If I want to prove the above statement, I need two directions.
$\Leftarrow$ Let $(a,n)=1.$ Then $ax+ny=1, x,y\in\mathbb{Z}$ Thus, $1-ax=ny \rightarrow \frac{1-ax}{n}=y$. Therefore, $ax\equiv{1}\mod{n}$. Under addition, then $[ax]n=[n], $ but since $[ax]=[a]$ since $x\in\mathbb{Z}$, then $[a]n=[0]$ Does this imply that $\langle{[a]}\rangle=\mathbb{Z}_n?$
$\Rightarrow$ Let $\langle{[a]}\rangle=\mathbb{Z}_n$ Thus, $\forall[x]\in\mathbb{Z}_n, [x]=[a]y, y=1..n.$ Using the argument above but backwards, can I use that to finish the proof?
Am I even on the right track. I feel that I am but feel I'm not wording it correctly...
Hmm, your notation is confusing you. Normally one writes $\bar{a}$ for the class mod $n$ of $a$ in $\mathbb{Z}_n$. The order of $\bar{a}$ is the smallest natural number $k$ such that $k.\bar{a}\equiv 0$ mod $n$. Observe that $k \leqslant n$. Assume $gcd(a,n)=1$. Then from $n | k.a$ it follows that $ n|k$ and hence $k=n$, so $\bar{a}$ is a generator.
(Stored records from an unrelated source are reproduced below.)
PR #299, opened 2021-02-17
Cleanup BottomBar courses

SamChou19815:
### Summary 

This PR moves some of the data transformation code for `AppBottomBarCourse` into their own components, so that `Dashboard.vue` doesn't need to contain random data format changing code that doesn't seem to be very top-level. Also, this makes the data format of BottomBar course closer to firebase course, which paves way for unifying the two.

It also resolves this [notion task](https://www.notion.so/82bf355c4b7b49f99691eb9f3afb203c?v=f61b6258c5634200a9f45e381a0fb501&p=40fbeb2b11384fc391790a4ae173c60b) to deduplicate a lot of vue template copy-pasta when dealing with small-width screen.

### Test Plan 

Desktop comparison against master:
desktop
Mobile comparison against master:
mobile

### Note

This PR does introduce some behavior change. In the master version on mobile, the info is below the reviews, while in this PR, info is above the reviews. I can't find any design on figma regarding the mobile behavior, so I'm not sure whether the original behavior is a bug.

### DIFF
--- a/src/components/BottomBar/BottomBarCourse.vue
+++ b/src/components/BottomBar/BottomBarCourse.vue
@@ -1,146 +1,17 @@
 <template>
   <div class="bottombarcourse">
     <div class="bottombarcourse-wrapper">
-      <div
-        :class="
-          isSmallerWidth
-            ? 'bottombarcourse-bar-info-noOverflow'
-            : 'bottombarcourse-bar-info-overflow'
-        "
-      >
-        <div class="info">
-          <div class="info-section-wrapper">
-            <div>
-              <div class="section">
-                <h1 class="info-head">Credits</h1>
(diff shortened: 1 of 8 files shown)


tcho6319 (changes requested):
Thanks Sam! How the BottomBar looks on master right now at the different breakpoints is the intended design I believe (@einc, can you confirm?). So, info (the gray box) should be below the reviews (white box). Do you think you can change it so that the ordering of the bottom bar course is the same as master's? Other than that, the PR should be good!

SamChou19815:
@tcho6319 fixed in last commit by creating new components

tcho6319 (approved):
LGTM. Thanks Sam!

The other way around, assume $\bar{a}$ has order $n$ and let $p$ be a prime that divides both $a$ and $n$. Then $\bar{a}.\frac{n}{p} \equiv \frac{a}{p}\bar{n} \equiv 0$ mod $n$, which shows that the order of $\bar{a}$ is smaller than $n$, a contradiction.